Neuroscientists know that trancelike states can be evoked by drugs (e.g., peyote, LSD, etc.), as well as by music, dancing with abandon, and drumming, which all can cause ecstatic experiences in participants. Daniel Levitin in his “The World in Six Songs” says:
Just how music induces trance is not known, but it seems to be related to the relentless rhythmic momentum, coupled with a solid, predictable beat. … When the beat is predictable, neural circuits in the basal ganglia … as well as regions of the cerebellum that connect to the basal ganglia, can become entrained by the music, with neurons firing synchronously with the beat. This is turn can cause shifts in brainwave patterns, easing us into an altered state of consciousness that may resemble the onset of sleep, or the netherworld between sleep and wakefulness, or even a drug-like state of heightened concentration coupled with increased relaxation of the muscles and a loss of awareness of time and place. (p. 214)
In thinking about all this, I remembered Eben Alexander’s account of his near-death experience that he described in his book titled “Proof of Heaven.” Alexander is a trained neuroscientist and brain surgeon who nearly died from a brain infection. In temporarily losing his higher cortical brain function, he describes his experience of Transcendence in ecstatic terms. He had a feeling of ascending (something like Dante as he ascended to the Empyrean or Paradise in “The Divine Comedy”), to some realm that he couldn’t later capture in mere words. But he tries. He writes:
Seeing and hearing were not separate in this place where I now was. I could hear the visual beauty of the silvery bodies of those scintillating beings above, and I could see the surging, joyful perfection of what they sang. It seemed that you could not look at or listen to anything in this world without becoming a part of it — without joining with it in some mysterious way. … I would suggest that you couldn’t look at anything in that world at all, for the word of itself implies a separation that did not exist there. Everything was distinct, yet everything was also a part of everything else, like the rich and intermingled designs on a Persian carpet … or a butterfly’s wings. (pp. 45-46)

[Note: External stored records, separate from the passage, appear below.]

PR #3688, opened 2023-02-10
Update Crusher Modules to cce/15.0.0 and others accordingly

n01r:
Module changes were suggested by HPE on 2023/02/08 due to problems with building ImpactX on cce/14.0.2.
Hence we update WarpX dependencies accordingly, too.

We build `c-blosc` and `adios2` manually but this might change again with ticket `OLCFHELP-10863`.


ax3l (approved):
Great job, thanks a lot!

PR #3689, opened 2023-02-13
use correct positions for moving window for BTD at restart

### LINKED ISSUE #2468: BTD bug-fix for restart
PR #2356 fixed the starting position for BTD in the old implementation. 
This needs to be added in the new BTD implementation.

RevathiJambunathan:
This was done in the old BTD in [this PR ](https://github.com/ECP-WarpX/WarpX/pull/2356/files), but not in the new BTD
With this PR, we should be able to run boosted frame simulation at restart, without BTD crashing.

Close #2468

### DIFF
--- a/Source/Diagnostics/BTDiagnostics.cpp
+++ b/Source/Diagnostics/BTDiagnostics.cpp
@@ -367,12 +367,16 @@ BTDiagnostics::InitializeBufferData ( int i_buffer , int lev)
             (diag_ba.getCellCenteredBox( diag_ba.size()-1 ).bigEnd(idim) + 1) * warpx.Geom(lev).CellSize(idim));
     }
 
+    // When restarting boosted simulations, use correct positions for the moving window
+    amrex::Real boosted_moving_window_v = (warpx.moving_window_v - m_beta_boost*PhysConst::c)
+                                        / (1._rt - m_beta_boost * warpx.moving_window_v/PhysConst::c)
+
     // Define buffer_domain in lab-frame for the i^th snapshot.
     // Replace z-dimension with lab-frame co-ordinates.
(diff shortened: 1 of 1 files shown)


ax3l (approved):
Thanks a lot - LGTM.

Source/Diagnostics/BTDiagnostics.cpp
```diff
@@ -367,12 +367,16 @@ BTDiagnostics::InitializeBufferData ( int i_buffer , int lev)
...
+    amrex::Real boosted_moving_window_v = (warpx.moving_window_v - m_beta_boost*PhysConst::c)
+                                        / (1._rt - m_beta_boost * warpx.moving_window_v/PhysConst::c);
+
     // Define buffer_domain in lab-frame for the i^th snapshot.
     // Replace z-dimension with lab-frame co-ordinates.
-    amrex::Real zmin_buffer_lab = diag_dom.lo(m_moving_window_dir)
-                                 / ( (1.0_rt + m_beta_boost) * m_gamma_boost);
-    amrex::Real zmax_buffer_lab = diag_dom.hi(m_moving_window_dir)
-                                 / ( (1.0_rt + m_beta_boost) * m_gamma_boost);
+    amrex::Real zmin_buffer_lab = ( diag_dom.lo(m_moving_window_dir) - boosted_moving_window_v * warpx.gett_new(0) )
```
n01r, line 376: Just a note: this looks like we are currently limited to boosts in z whereas the moving window could in principle move in any direction, correct?

RevathiJambunathan: yes, BTD assumes that moving window is in z 
(this can be generalized)

RevathiJambunathan:
PR #3734 is all we would need. 
We store the meta-data instead of re-computing them

PR #3692, opened 2023-02-15
RZ PSATD: tell users that number of cells in r should be a power of 2

RemiLehe:
In RZ PSATD, it seems that the function `CheckGriddingForRZSpectral` tries to set the `blocking_factor` as close as possible to `n_r` (the number of cells in `r`), in order to prevent domain decomposition along `r`.

However, if `n_r` is not exactly equal to the `blocking_factor`, the user gets an error message saying `domain size not divisible by blocking_factor`. This can confuse users, as they may not know what to change in the input script. (Changing the `blocking_factor` in the input script will not help, since it is overwritten by `CheckGriddingForRZSpectral`).

Overall, it seems that the user needs to set `n_r` to a power of 2, so that it can be exactly equal to the `blocking_factor`. This PR adds a corresponding warning message.

### DIFF
--- a/Source/Utils/WarpXUtil.cpp
+++ b/Source/Utils/WarpXUtil.cpp
@@ -328,6 +328,9 @@ void CheckGriddingForRZSpectral ()
     }
     blocking_factor_x[0] = k;
     max_grid_size_x[0] = k;
+    WARPX_ALWAYS_ASSERT_WITH_MESSAGE(n_cell[0] == k,
+        "With RZ spectral, the number of cells in r must be a power of 2.");
+
 
     for (int lev=1 ; lev <= max_level ; lev++) {
         // For this to be correct, this needs to read in any user specified refinement ratios.


dpgrote:
If I remember, there is nothing in the RZ spectral solver that requires n_r to be a power of two.

This error message can be removed by setting `max_grid_size_x[0] = n_cell[0];` at line 330 in `Source/Utils/WarpXUtil.cpp`. What is happening is that the `max_grid_size_x` was being set equal to `blocking_factor_x`, and when this is true is when n_r must be a multiple of the blocking factor. However, if `max_grid_size_x` is set to `n_r` (which would be less than or equal to `blocking_factor_x`), then the check for a multiple is not done. I tried this in a test case and it seemed to run fine.

EZoni:
@dpgrote Was this PR superseded by #4073, given what you explained in your comment above?

dpgrote:
That is correct - this PR should be closed, superseded by #4073. I had forgotten about this PR. My comment on Feb 15 is exactly what #4073 is doing.

PR #3851, opened 2023-04-19
Correct sign of the `ChargeOnEB` diagnostic

RemiLehe:
The `ChargeOnEB` diagnostic had the wrong sign: it computed $$-\epsilon_0 \oint E\cdot dS$$ instead of $$\epsilon_0 \oint E\cdot dS$$.

Fundamentally, this is because I had misunderstood the `eb_area_fraction` data, and thought that it represented the area covered by the EB, while it actually represents the opposite (uncovered area):
https://amrex-codes.github.io/amrex/docs_html/EB.html#embedded-boundary-data

I also updated the sign in the automated test. The charge on a sphere that is set to a positive potential is now also positive, which makes more sense. 😅 

I also properly indented the documentation for `ChargeOnEB`.

### DIFF
--- a/Docs/source/usage/parameters.rst
+++ b/Docs/source/usage/parameters.rst
@@ -2793,25 +2793,25 @@ Reduced Diagnostics
         so the time of the diagnostic may be long
         depending on the simulation size.
 
-* ``ChargeOnEB``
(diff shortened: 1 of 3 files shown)


dpgrote (approved):
Looks good!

Returning to Sister John, I won’t be a plot spoiler. But it seems to likely to me that there are multiple ways to glimpse the Divine in our incarnate experience of this life — both direct and indirect. That is, there are both extraordinary and ordinary ways to be open to God’s impingement in our lives — from the base of our synaptic selves to the presence of God in one another as we live out our lives in community. In other words, indirectly and in a more muted way, you can experience the Divine in others by giving yourself selflessly in community life. And as I described above, there appear to be more direct, extraordinary routes to Divine engagement — at the synaptic level through means of song, dance, pharmacological agents, and yes — perhaps even some brain disorders. In Salzman’s work, Sister John experiences both routes, and her life is the richer for it. But tastes of heaven in this incarnate life are available to all of us, one way and/or another. It seems that’s the way our God-shaped mind can work.
But please don’t misunderstand me. I’m not condoning the use of illicit drugs in the pursuit of Divine engagement, my friends! Nor am I championing unfortunate brain disorder. No, I instead suggest finding a healthy way of achieving engagement with the Divine. By means of music, dance, fasting, silent prayer, and selfless serving of others in loving community, you can embody, after all, the meaning of being human at its generous fullness while experiencing God at your loving best within communal life.